According to a fresh Form 8-K and accompanying prospectus filed with the U.S. Securities and Exchange Commission (SEC), MARA has partnered with a syndicate of investment banks—including Barclays, BMO Capital Markets, BTIG, and Cantor Fitzgerald—for the sale. Under the ATM program, shares will be sold periodically, with proceeds largely earmarked for open-market bitcoin purchases.

“We currently intend to use the net proceeds from this offering for general corporate purposes, including the acquisition of bitcoin and for working capital,” the company stated in the filing.

This isn’t MARA’s first move of this kind. It previously initiated a $1.5 billion ATM offering with a similar goal: raise capital to build up its BTC reserves.

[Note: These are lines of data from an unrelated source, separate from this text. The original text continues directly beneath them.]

PR #2818, opened 2026-03-19
fix: fall back to CUDA events when CUPTI driver version < 13.0

sha7doww:
## Description

On systems where `cupti-python >= 13` is installed but the CUDA **driver** is older than 13.0, `cupti.activity_enable()` raises `NotSupportedError`. Previously this call happened **after** the `try` block, so the exception was unhandled and `bench_gpu_time_with_cupti` crashed instead of falling back to CUDA events.

**Root cause:** The driver-support check was missing from the guarded import block.

**Fix:** Added a probe (`activity_enable` + `activity_disable` on `RUNTIME`) inside the existing `try` block so the `NotSupportedError` triggers the existing CUDA-event fallback path.

## Related Issues

Fixes a crash when using `bench_gpu_time(enable_cupti=True)` on machines with CUDA driver < 13.0 but `cupti-python >= 13` installed.

## Pre-commit

- [x] `pre-commit run --all-files` passes (all 14 hooks green)

## Tests

- [x] Added `tests/utils/test_cupti_fallback.py` — mocks `cupti.activity_enable` to raise an exception and verifies:
  - `bench_gpu_time_with_cupti` does **not** crash
  - Returns valid timing results via the CUDA-event fallback
  - Emits the expected `UserWarning` about falling back

```
$ pytest tests/utils/test_cupti_fallback.py -v
PASSED
```

## Summary by CodeRabbit

* **Bug Fixes**
  * Improved GPU benchmarking robustness by verifying both CUPTI version and runtime driver support before use; falls back to alternative CUDA benchmarking when CUPTI is unavailable or activity enabling fails, emitting a warning.

* **Tests**
  * Added a test validating CUPTI fallback behavior, ensuring timing results remain positive and a fallback warning is issued when CUPTI activity enabling errors.

### DIFF
--- a/flashinfer/testing/utils.py
+++ b/flashinfer/testing/utils.py
@@ -1006,7 +1006,7 @@ def bench_gpu_time_with_cupti(
         # Use 2x L2 size to ensure complete flush
         _l2_flush_size_mb = (l2_size * 2) // (1024 * 1024)
 
-    # check if CUPTI is installed and its version is >= 13.0.0
+    # check if CUPTI is installed, version >= 13, and the driver supports it
     try:
         from cupti import cupti
         from importlib.metadata import version as importlib_metadata_version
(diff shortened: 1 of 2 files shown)


yzh119 (commented):
Hi @bkryu can you help review?

PR #2841, opened 2026-03-20
[Perf] Add FMHAv2 to flashinfer_benchmark.py and eliminate unnecessary H2D

jimmyzho:
## 📌 Description

This PR wires `trtllm_fmha_v2_prefill` into the `flashinfer_benchmark` harness and fixes several CUDA-graph-incompatible allocations on the FMHAv2 prefill hot path.

### Benchmark integration

- Add `trtllm-fmha-v2` as a backend option for `BatchPrefillWithPagedKVCacheWrapper` and `BatchPrefillWithRaggedKVCacheWrapper` in `benchmarks/routines/attention.py`.
- Register the backend in `flashinfer_benchmark_utils.py` compute-capability map for SM90 and SM120.
- Add it to the refcheck reference priority list (cudnn > cudnn-native > trtllm-gen > trtllm-native > trtllm-fmha-v2).
- For paged runs, thread a separate `kv_token_indptr` (cumulative token counts) since TRT-LLM expects token-based indptr while FlashInfer's paged wrapper uses page-based.
- For paged runs, `kv_cache.contiguous()` is only materialized when `trtllm-fmha-v2` is in the backend list (FlashInfer's `as_strided` HND presentation does not match the physical layout the kernel expects).

### CUDA-graph fixes

1. **`scale_bmm2` lives entirely in the kernel arg buffer.** The previous code path required a device-resident copy of the BMM2 scale (`params.scale_bmm2_d`) so the SM90 warp-specialized epilogue could dereference it. Populating that buffer required either a per-call host tensor allocation (graph-incompatible) or a `cudaMemcpyAsync` from a pageable host source (also graph-incompatible — the source pointer is captured by the memcpy node and goes out of scope after the wrapper returns). The fix patches the WS epilogue (`csrc/fmha_v2/fmha/warpspec/epilogue.h:1136`) to read the host-encoded `params.scale_bmm2` directly — that uint32 is captured by value into the kernel arg buffer, so replays naturally pick up new scale values. With the WS epilogue fixed, the binding stops allocating any device slot, stops issuing any memcpy, and Python passes a plain `float`. Non-WS epilogues (`hopper/`, `gmem_tile_o*.h`) already read `params.scale_bmm2` either directly or via a `d ? *d : scale_bmm2` fallback, so this change is local to the SM90 WS path; SM80/86/89/120/121 are unaffected. Marked `// DIVERGENCE` in the vendored TRT-LLM source for the next upstream rebase.
2. **Conditional `softmax_stats` allocation.** Removed the unconditional workspace allocation; `softmax_stats_ptr` is `nullptr` unless the caller provides an output tensor.
3. **Eliminated `expanded_block_tables`.** Previously, `trtllm_fmha_v2_prefill` called `torch.stack([bt*2, bt*2+1], dim=1).contiguous()` on every invocation to pre-expand `[B, M]` logical page indices into `[B, 2, M]` K/V pool offsets. This allocated 2–4 temporary GPU tensors per call and could trigger caching-allocator synchronization under memory pressure. The fix adds a `mUsesSharedPagedKvIdx` flag to `Kv_block_array` and teaches both the Ampere tiled path (`gmem_tile_qkv_packed.h`) and the Hopper warp-specialized DMA path (`warpspec/dma.h`) to compute the interleaved pool offset (`page_idx * 2 + kv_type`) on-the-fly during block-offset loads. The original `[B, M]` block_tables is now passed straight through to the kernel. The flag defaults to `false` (via constructor init + `memset`), so all legacy `[B, 2, M]` callers (e.g., `trtllm_fmha_v2_binding.cu`) are unchanged.
4. **`scale_softmax = 1.0` unconditionally.** The C++ auto-detect (when `scale_softmax == 0.0`) covers FP16/INT8/E4M3 but has no BF16 branch, which would zero out the softmax output. Passing 1.0 explicitly avoids the bug.

CUDA graph wrapping remains disabled for `trtllm-fmha-v2`, `trtllm-native`, and `cudnn-native` in the benchmark runners pending further validation.

### Tests

- `test_fmha_v2_prefill.py`: temporarily skip FP8 dtype combinations in the main parametrize block due to unmitigated hangs (tracked inline). Narrow one FP8 case from `float16` → `bfloat16` output dtype.

## 🔍 Related Issues

None.

## 🧪 Tests

- [x] Existing `tests/attention/test_fmha_v2_prefill.py` updated; FP16/BF16 paged + ragged layouts pass on SM90/SM120.
- [ ] FP8 tests re-enabled once hangs are resolved.

## Reviewer Notes

- The WS epilogue patch in `csrc/fmha_v2/fmha/warpspec/epilogue.h` is a one-line behavioral change (`*params.scale_bmm2_d` → `params.scale_bmm2`) on a vendored TRT-LLM kernel. Annotated with a `DIVERGENCE` comment so the next upstream rebase doesn't silently revert it. Other consumers of `params.scale_bmm2_d` (the Hopper non-WS and Ampere/Blackwell paths in `gmem_tile_o*.h`) already read it via `d ? *d : scale_bmm2`; with `scale_bmm2_d` now consistently `nullptr` in the FFI path they fall through to `params.scale_bmm2`, which `set_alpha` already populates. No kernel re-tuning needed.
- The `expanded_block_tables` elimination is the largest functional change — see `csrc/fmha_v2/fmha/paged_kv_cache.h`, `gmem_tile_qkv_packed.h`, `warpspec/dma.h`, and `fmha_v2_run.cu`. The kernel-side cost is one int multiply-add and a uniform branch per block-offset load (hidden by global memory / TMA latency); the host-side win is eliminating 2–4 tensor allocations per call.


benchmarks/routines/attention.py
```diff
@@ -1158,6 +1171,16 @@ def to_float8(x, dtype=torch.float8_e4m3fn):
         v_quantized, _ = to_float8(v_data, kv_dtype)
         kv_cache = torch.cat([k_quantized, v_quantized], dim=1)
 
+    _fmha_v2_bmm2_scale = v_scale if v_scale is not None else 1.0
+
+    # trtllm-fmha-v2 expects physically-HND paged KV, but FlashInfer's kv_cache uses
+    # as_strided to present HND shape with NHD physical layout. Make a contiguous copy
+    # so the kernel reads data in the correct order.
+    if "trtllm-fmha-v2" in backends:
+        _fmha_v2_kv_cache = kv_cache.contiguous()
```
saltyminty, line 1182: This check needs to also filter for non-fp4, since kv_cache would be a tuple and crash on attempting .contiguous.

tests/attention/test_fmha_v2_prefill.py
```diff
@@ -859,7 +859,7 @@ def test_trtllm_fmha_v2_prefill(
     [
         (torch.float16, torch.float16),
         (torch.bfloat16, torch.bfloat16),
-        (torch.float8_e4m3fn, torch.float16),
+        (torch.float8_e4m3fn, torch.bfloat16),
```
saltyminty, line 862: Just verifying that this is intended?

saltyminty (changes requested):

tests/attention/test_fmha_v2_prefill.py
jimmyzho: Yes, accidentally changed the fp8 test in this [PR to skip fp8 tests](https://github.com/flashinfer-ai/flashinfer/pull/3050) so was never caught. Reversing this now.

benchmarks/routines/attention.py
jimmyzho: Filtered for tensor kv_cache only. Fp4 will be removed from list of backends later for this

csrc/fmha_v2_run.cu
```diff
@@ -606,22 +595,27 @@ void fmha_v2_run(
...
-      tokens_per_block, qkv_packed_d, q_d, k_d, v_d, contiguous_kv_d, kv_cache_pool_ptr,
-      kv_cache_block_offsets_d, packed_mask_d, nullptr, attention_sinks_d,
-      static_cast<void*>(cum_seq_lens_kv.data_ptr()), static_cast<void*>(cum_seq_lens_q.data_ptr()),
-      o.data_ptr(), nullptr, nullptr, softmax_stats_ptr, scale_bmm2_d.data_ptr(), scale_bmm1,
-      scale_softmax, scale_bmm2, softcapping_scale_bmm1, false, false, false, has_alibi,
-      skip_softmax_threshold_scale_factor);
-
-  // For Q_PAGED_KV layout, override mMaxBlocksPerSeq to match the actual block_tables stride
-  // that we used when expanding the block offsets from [B, M] to [B, 2, M]
+  set_params(params_v2, launch_params, data_type, acc_type, output_dtype, input_layout, b, s_q, s,
```
saltyminty: is_paged_hnd was removed from this callsite for `set_params` but not removed from the associated inline function

jimmyzho: thanks for catch, this was an accident.

akhilg-nv:
This approach for fixing the scale_bmm2 H2D & tiny kernel LGTM. Do we have a trace with these changes to confirm all the small kernels are removed?

jimmyzho:
@akhilg-nv Running nsys on one of the benchmark routines:
Screenshot 2026-05-05 at 9 56 21 AM

saltyminty (approved):

saltyminty:
Per offline discussion: ragged tests/benchmarks need a minor refactor to account for sm120 fallback on `SEPARATE_Q_K_V`

PR #2848, opened 2026-03-21
[MoE] Fix weight_scale_vec_size check for models with non-aligned scale dimensions

Tib-Gridello:
## Summary

`nvfp4_block_scale_interleave` adds alignment padding to scale tensors. For models where `hidden_size / sf_block_size` is not a multiple of 4, this inflates `numel()` and makes `weight_scale_vec_size` compute to values like 31 instead of 32, failing the strict `== 16 || == 32` check.

**Example:** gpt-oss-120b has `hidden_size=2880`, `sf_block_size=32` → scale cols = 90 (not divisible by 4). After interleaving: 518,400 → 529,920 elements. `weight_scale_vec_size` = 31 instead of 32.

## Change

Relax the check from `== 16 || == 32` to `>= 14 && <= 32`. The `MxE2m1` dtype selection (`<= 16 ? E2m1 : MxE2m1`) remains correct. Also adds the actual value to the error message.

## Impact

- Models with `hidden_size % 128 == 0` (e.g. Llama, Qwen): `weight_scale_vec_size` = 32 exactly → no change
- Models with non-aligned dimensions (e.g. gpt-oss-120b: 2880): `weight_scale_vec_size` = 31 → now passes

## Testing

Tested on RTX PRO 6000 Blackwell Max-Q (SM120) with gpt-oss-120b MXFP4 via vLLM 0.18.0 + `VLLM_USE_FLASHINFER_MOE_MXFP4_MXFP8_CUTLASS=1`:
- Output correctness verified (math, code gen, JSON, 5-run determinism)
- 28% faster prompt processing vs Marlin fallback

## Summary by CodeRabbit

* **Bug Fixes**
  * Enhanced error messages with detailed diagnostic information for MOE kernel operations.
  * Expanded parameter validation range to support a wider set of configurations.

### DIFF
--- a/csrc/trtllm_fused_moe_kernel_launcher.cu
+++ b/csrc/trtllm_fused_moe_kernel_launcher.cu
@@ -1996,8 +1996,8 @@ Array<Tensor> trtllm_fp4_block_scale_moe(
       (local_num_experts * intermediate_size * intermediate_size_factor * hidden_size) /
       gemm1_weights_scale.numel();
 
-  TVM_FFI_ICHECK(weight_scale_vec_size == 16 || weight_scale_vec_size == 32)
-      << "unsupported weight_scale_vec_size.";
+  TVM_FFI_ICHECK(weight_scale_vec_size >= 14 && weight_scale_vec_size <= 32)
+      << "unsupported weight_scale_vec_size: " << weight_scale_vec_size;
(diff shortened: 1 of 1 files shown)


Tib-Gridello:
Closing — on further review, this check is only hit by the TRTLLM path, not the CUTLASS path that SM120 uses. The fix may be correct but we only verified output correctness on the CUTLASS path, not TRTLLM. Filing as an issue instead for maintainers who understand the TRTLLM kernel memory layout to evaluate.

The company is echoing the playbook of MicroStrategy’s Michael Saylor, aggressively raising funds through equity and convertible debt to fuel its bitcoin-buying spree. With 46,376 BTC currently on its books, MARA ranks just behind Saylor’s Strategy (formerly MicroStrategy), which holds a staggering 506,137 BTC.

MARA’s decision to buy bitcoin on the open market—rather than relying solely on mining—comes as the economics of mining have tightened. Last year’s bitcoin halving slashed block rewards by 50%, squeezing margins as operational costs continue to climb. In response, firms like MARA are increasingly complementing mining with strategic BTC acquisitions.